TASK DESCRIPTION:
The answer should consist of all the records, copied exactly.

DATA:
PR #3818, opened 2018-09-16
MCP230xx - Change address selection from auto to user defined

andrethomas:
Some I2C liquid crystal displays fall within the same range registered for the MCP23008/MCP23017 so this PR removes the automatic address detection and allows the user to specify the actual address in the user_config.h file (or other methods they use)

With this, the user can specify the I2C address (most development boards seem to use 0x20) and avoid unwanted data to be written to 0x27 which is a common address for PCF based I2C LCD modules.


andrethomas:
@Jason2866 Wiki updated also.

MadDoct:
@andrethomas, this means that you can only have one mcp and not several... Having the option to have several would be ideal...

andrethomas:
@MadDoct I believe 16 additional GPIO is sufficient for now - adding more instances will significantly increase RAM demand so even if this was done it would not be merged to this development branch.

Also, I have other plans for the other I2C addresses provided by the MCP chip ;)

andrethomas:
Also, if you look at the cpu time used by the check for interrupt routine you will see that it will be tight to make multiple devices viable within the 50ms interrupt polling ability.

ANSWER SPACE:
PR #3818, opened 2018-09-16
MCP230xx - Change address selection from auto to user defined

andrethomas:
Some I2C liquid crystal displays fall within the same range registered for the MCP23008/MCP23017 so this PR removes the automatic address detection and allows the user to specify the actual address in the user_config.h file (or other methods they use)

With this, the user can specify the I2C address (most development boards seem to use 0x20) and avoid unwanted data to be written to 0x27 which is a common address for PCF based I2C LCD modules.


andrethomas:
@Jason2866 Wiki updated also.

MadDoct:
@andrethomas, this means that you can only have one mcp and not several... Having the option to have several would be ideal...

andrethomas:
@MadDoct I believe 16 additional GPIO is sufficient for now - adding more instances will significantly increase RAM demand so even if this was done it would not be merged to this development branch.

Also, I have other plans for the other I2C addresses provided by the MCP chip ;)

andrethomas:
Also, if you look at the cpu time used by the check for interrupt routine you will see that it will be tight to make multiple devices viable within the 50ms interrupt polling ability.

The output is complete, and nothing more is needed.